All the programs are standard from SDK. The memory usage is then as follows:

just before OptiX context is created: free VRAM: 5324912230 total VRAM: 6442450944
just after Context::create() call: free VRAM: 5324912230, memory delta: 0 bytes
width: 1024 height: 768
just after OptiX context is initialized: free VRAM: 5046777446, memory delta: 278134784 bytes

So it allocates some 265.25 MB of VRAM already here (this happens regardless of whether I load a mesh afterwards or not).

Then, during mesh loading, the amount of VRAM doesn’t change, so I guess, OptiX preallocates and manages some of the VRAM by itself.

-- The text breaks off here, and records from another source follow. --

PR #3210, opened 2023-08-22
CLDR-16947 remove TestAnnotations.TestUniqueness

srl295:
- redundant with CheckDisplayCollisions
- per discussion in #3185

CLDR-16947

ALLOW_MANY_COMMITS=true

### DIFF
--- a/tools/cldr-code/src/test/java/org/unicode/cldr/unittest/TestAnnotations.java
+++ b/tools/cldr-code/src/test/java/org/unicode/cldr/unittest/TestAnnotations.java
@@ -5,8 +5,6 @@ import com.google.common.base.Joiner;
 import com.google.common.base.Splitter;
 import com.google.common.collect.ImmutableSet;
 import com.google.common.collect.ImmutableSortedSet;
-import com.google.common.collect.Multimap;
-import com.google.common.collect.TreeMultimap;
 import com.ibm.icu.dev.util.UnicodeMap;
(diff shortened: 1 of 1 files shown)


btangmu:
@srl295 it's not clear to me that CheckDisplayCollisions tests uniqueness of annotations. It has:

`else if (CHECK_FLAG_AND_EMOJI && myType == Type.ANNOTATIONS)`

but CHECK_FLAG_AND_EMOJI is false. What's the basis for thinking TestAnnotations.TestUniqueness is redundant?

srl295:
> @srl295 it's not clear to me that CheckDisplayCollisions tests uniqueness of annotations. It has:
> 
> `else if (CHECK_FLAG_AND_EMOJI && myType == Type.ANNOTATIONS)`
> 
> but CHECK_FLAG_AND_EMOJI is false. What's the basis for thinking TestAnnotations.TestUniqueness is redundant?

it gave the same collision errors as CheckDisplayCollisions. Mark's confirmation in #3185 .   

@macchiati  thoughts? I'm not familiar with the details of the test case

pedberg-icu (approved):

srl295:
@macchiati thoughts?

macchiati (changes requested):
I think it is ok to remove this *if* the consoleCheck for the build is also run over the derived annotations. I'm not sure it is, so that needs to be verified.

PR #3211, opened 2023-08-23
CLDR-17028 Add test for person name formatting and regenerate test files

macchiati:
CLDR-17028

common/testData/personNameTest/af.txt ...
- Changed the format of the 'Order' parameter to include explicit givenFirst or surnameFirst instead of 'none', since ICU now supports that, and 'none' had some problems. Filed ticket to restore that, but I don't want it to hold things up.
- Regenerated with current data
- Added the copyright notice to the generation tool
- This added some locales that were not Org=cldr.
- As a byproduct of bug fixes, the order of parameters changed. That should not affect any users.
- Added a comment for each of the sample names, with where it comes from, such as # nativeFull

tools/cldr-code/src/main/java/org/unicode/cldr/tool/GeneratePersonNameTestData.java
- Changed the format of the 'Order' parameter to include explicit givenFirst or surnameFirst instead of 'none', since ICU now supports that, and 'none' had some problems. Filed ticket to restore that, but I don't want it to hold things up.
- Fixed the generation to avoid the issue with 'none'.
- Added the copyright notice to the generation tool

- Minor changes so that the FormatParameters.from(String) handled final semicolon

tools/cldr-code/src/main/java/org/unicode/cldr/util/personname/SimpleNameObject.java
- Minor changes so that we could choose the separator (needed because some name data includes ","). Rather than replace the separator it is parameterized, so that we don't have to touch the tests.

- Enabled the test so it is run as part of the normal suite.

tools/cldr-code/src/test/java/org/unicode/cldr/unittest/TestDataTest.java
- New test file set up to (in the future) ensure that all test data is tested on the CLDR side. This will help prevent cases where we forget to regenerate the test data.
- It adds the files that are tested to a list, so that we can ensure that all test files are covered.

ALLOW_MANY_COMMITS=true


macchiati:
This is a preliminary review; There are 3 errors I need to investigate.

```
name ; given; ไอริณ
name ; surname; กล้าหาญ
name ; locale; th_AQ
...
expectedResult; ไก
...
parameters; surnameFirst; long; monogram; informal

yields:
    Error: (TestDataTest.java:1) : th (169) : expected "ไก", got "กไ"

The relevant th.xml file data is:

		<personName order="surnameFirst" length="long" usage="monogram" formality="informal">
			<namePattern>{surname-monogram-allCaps}{given-informal-monogram-allCaps}</namePattern>
		</personName>

so the expected result is not right in the test file. Need to track that down.

2 similar ones for Lao
    Error: (TestDataTest.java:1) : lo (168) : expected "ນເ", got "ເນ"
    Error: (TestDataTest.java:1) : lo (169) : expected "ນເ", got "ເນ"

```

macchiati:
Also tools/cldr-rdf/.settings/org.eclipse.jdt.core.prefs was mistakenly included. Need to remove that

macchiati:
Rich, because ICU now has the "force order" I am making use of givenFirst/surnameFirst. That would take a change to the ICU test code. If that is a problem, I can restore the old hack.

common/testData/personNameTest/af.txt
```diff
@@ -53,8 +53,8 @@
 # =====
 
 enum ; field ; title, given, given2, surname, surname2, generation, credentials
-enum ; modifiers ; informal, allCaps, initialCap, initial, monogram, prefix, core
-enum ; options ; none, sorting
+enum ; modifiers ; informal, allCaps, initialCap, initial, retain, monogram, prefix, core, vocative, genitive
+enum ; order ; givenFirst, surnameFirst, sorting
```
richgillam, line 57: If you have the ability, it might be better to call these `forceGiven` and `forceSur`, or something along those lines, for clarity and consistency.

common/testData/personNameTest/af.txt
```diff
@@ -64,33 +64,51 @@ name ; locale; af_AQ
...
+parameters; givenFirst; long; referring; formal
+parameters; givenFirst; long; referring; informal
+parameters; givenFirst; medium; addressing; formal
+parameters; givenFirst; medium; addressing; informal
+parameters; givenFirst; medium; referring; formal
+parameters; givenFirst; medium; referring; informal
+parameters; givenFirst; short; addressing; formal
+parameters; givenFirst; short; addressing; informal
+parameters; givenFirst; short; referring; formal
+parameters; givenFirst; short; referring; informal
```
richgillam, line 78: As you mention, this'll require a change on the ICU side, but I don't think it'll be a big deal.  My only real concern about that is that the exhaustive ICU tests will fail until I can get in there and fix it to deal with this (not to mention any other issues this uncovers), and I've already gotten no end of flak for that test failing over the past few weeks.  I'd like to find a way to coordinate our changes so that we don't have that period of failing tests.

Any thoughts on how best to accomplish that?  One option might be to leave the test data files on the ICU side alone until I have the corresponding code changes ready to go.  Then I can include the updated data files as part of my PR.  Is there a ay to make that happen, or is the whole process automated now?

common/testData/personNameTest/af.txt
```diff
@@ -64,33 +64,51 @@ name ; locale; af_AQ
...
+parameters; surnameFirst; short; referring; informal
 
 expectedResult; P
 
-parameters; none; long; monogram; formal
-parameters; none; long; monogram; informal
-parameters; none; medium; monogram; formal
-parameters; none; medium; monogram; informal
-parameters; none; short; monogram; formal
-parameters; none; short; monogram; informal
```
richgillam, line 93: Do we still want the "none" stuff around, as a way of testing automatic selection of the correct field order, or are you doing that some other way?

common/testData/personNameTest/mt.txt
```diff
@@ -0,0 +1,239 @@
+# Test data for unit conversions
+#  Copyright © 1991-2023 Unicode, Inc.
+#  For terms of use, see http://www.unicode.org/copyright.html
+#  SPDX-License-Identifier: Unicode-DFS-2016
+#  CLDR data files are interpreted according to the LDML specification (http://unicode.org/reports/tr35/)
+#
+# CLDR person name formatting test data for: mt
```
richgillam, line 7: This looks like a whole new data file.  We didn't have person-name data for this locale before?

tools/cldr-code/src/main/java/org/unicode/cldr/tool/GeneratePersonNameTestData.java
```diff
@@ -168,24 +167,28 @@ public static void main(String[] args) {
...
+                        //                        Options options; // use this to get the 'none'
+                        // case
+                        //                        if (order == nameOrder) {
+                        //                            options = Options.none;
+                        //                        } else if (order == Order.sorting && nameOrder ==
+                        // myOrder) {
+                        //                            options = Options.sorting;
+                        //                        } else {
+                        //                            continue; // skip otherwise
+                        //                        }
```
richgillam, line 180: Looks like you have an automated code formatter that messed up the indentation here...

Beyond that, I guess I should repeat my question from earlier-- does this version of the test somehow test automatic determination of field order based on the formatter and name locales?  Because that was something we were (theoretically) getting out of the old "none" stuff.  Or am I wrong to think the older "none" test cases were actually doing that in a useful way?  If so, does that mean that this set of tests doesn't really exercise that functionality, and that my other unit tests are the only thing checking that, and is that how we want it?

tools/cldr-code/src/main/java/org/unicode/cldr/tool/GeneratePersonNameTestData.java
```diff
@@ -168,24 +167,28 @@ public static void main(String[] args) {
...
-                            options = Options.sorting;
-                        } else {
-                            continue; // skip otherwise
-                        }
-
-                        String formatted = formatter.format(entry.getValue(), parameters);
+                        String formatted =
+                                formatter
+                                        .format(entry.getValue(), parameters)
+                                        .replace("ᵛ", ""); // remove special CLDR ST hack
```
richgillam, line 185: Just for my own curiosity, what was the "CLDR ST hack"?  What did this character mean in that context?

tools/cldr-code/src/test/java/org/unicode/cldr/unittest/TestDataTest.java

before mesh loading: free VRAM: 5046777446, memory delta: 0 bytes
after  mesh loading: free VRAM: 5046777446, memory delta: 0 bytes
before context validation: free VRAM: 5046777446, memory delta: 0 bytes
after  context validation: free VRAM: 5046777446, memory delta: 0 bytes

Then first 2 context launches consume some more VRAM:

just before first context launch: free VRAM: 5046777446, memory delta: 0 bytes
just after  first context launch: free VRAM: 5018072678, memory delta: 28704768 bytes
just after 2 context launches: free VRAM: 5011125862, memory delta: 6946816 bytes
just after 3 context launches: free VRAM: 5011125862, memory delta: 0 bytes
just after 4 context launches: free VRAM: 5011125862, memory delta: 0 bytes
...

and then it stabilizes.

I allocate some CUDA RAM manually then:

after contex launch 10:
before 134217728 bytes allocating: free VRAM: 5011125862, memory delta: 0 bytes
after  134217728 bytes allocating: free VRAM: 4876908134, memory delta: 134217728 bytes
after contex launch 20:
before 134217728 bytes allocating: free VRAM: 4876908134, memory delta: 0 bytes
after  134217728 bytes allocating: free VRAM: 4742690406, memory delta: 134217728 bytes
after contex launch 30:
before 134217728 bytes allocating: free VRAM: 4742690406, memory delta: 0 bytes
after  134217728 bytes allocating: free VRAM: 4608472678, memory delta: 134217728 bytes
after contex launch 40:
before 134217728 bytes allocating: free VRAM: 4608472678, memory delta: 0 bytes
after  134217728 bytes allocating: free VRAM: 4474254950, memory delta: 134217728 bytes
after contex launch 50:
before 134217728 bytes allocating: free VRAM: 4474254950, memory delta: 0 bytes
after  134217728 bytes allocating: free VRAM: 4340037222, memory delta: 134217728 bytes
after contex launch 60:
before 134217728 bytes allocating: free VRAM: 4340037222, memory delta: 0 bytes
after  134217728 bytes allocating: free VRAM: 4205819494, memory delta: 134217728 bytes
after contex launch 70:
before 134217728 bytes allocating: free VRAM: 4205819494, memory delta: 0 bytes
after  134217728 bytes allocating: free VRAM: 4071601766, memory delta: 134217728 bytes

and finally I do a cleanup before OptiX context destruction:

before CUDA memory deallocated: free VRAM: 4071601766, memory delta: 0 bytes
Total manually allocated 939524096
freeing all manually allocated VRAM...
before context is destroyed: free VRAM: 5011125862, memory delta: -939524096 bytes
after  context is destroyed: free VRAM: 5035636326, memory delta: -24510464 bytes
Total VRAM balance: 289275904 bytes

This shows, that I allocated 939524096 byte manually, then all of it was properly released, then OptiX released 24510464 more bytes, while still keeping 289275904 to itself.

I would be grateful for any kind of explanation of this behavior and any further tests that I could do to prove that OptiX is handling memory correctly/wrongly, e.g. how can one be sure that garbage collector is doing its job and it is not an OptiX issue?